Cnemaspis godagedarai

Scientific classification
- Kingdom: Animalia
- Phylum: Chordata
- Class: Reptilia
- Order: Squamata
- Suborder: Gekkota
- Family: Gekkonidae
- Genus: Cnemaspis
- Species: C. godagedarai
- Binomial name: Cnemaspis godagedarai Silva, Bauer, Botejue & Karunarathna, 2019

= Cnemaspis godagedarai =

- Genus: Cnemaspis
- Species: godagedarai
- Authority: Silva, Bauer, Botejue & Karunarathna, 2019

Species of lizard

Cnemaspis godagedarai, or Godagedara's day gecko, is a species of diurnal gecko endemic to island of Sri Lanka, described in 2019 from Matara.

==Etymology==
The specific name godagedarai is named in honor of Godagedara Rate Adikaram, who is a national hero fought in the uprising against the British colonial government from 1817 to 1818.

==Taxonomy==
The species is closely related to C. gemunu, C. phillipsi, and C. scalpensis.

==Ecology==
The species was discovered from area lies between 700 and 800 m above sea level of Ensalwatte, Matara.
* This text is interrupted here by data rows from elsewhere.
PR #58, opened 2022-05-02
[WIP] Add OtelInstrumentationBundle

cedricziel:
**This is work in progress**

## What
This introduces a instrumentation-bundle, so we enable users to capture signals from Symfony apps out of the box.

The forest patch is isolated from the rest of the forest canopy by streams.

==Description==
Dorsum of head, body and limbs generally grayish brown;. There are three large irregular cinnamon brown blotches along the vertebral line. A distinct narrow short longitudinal black line found on occipital area. Tail with cinnamon brown dorsal color, with 12 faded black cross-bands. Circular pupil is black in color with surrounding yellow and pale brown margins. Supraciliaries brownish. There are two postorbital stripes are present on each side with white upper black lower areas. A light and dark inter-orbital stripe present. Pale yellowish chin and gular scales.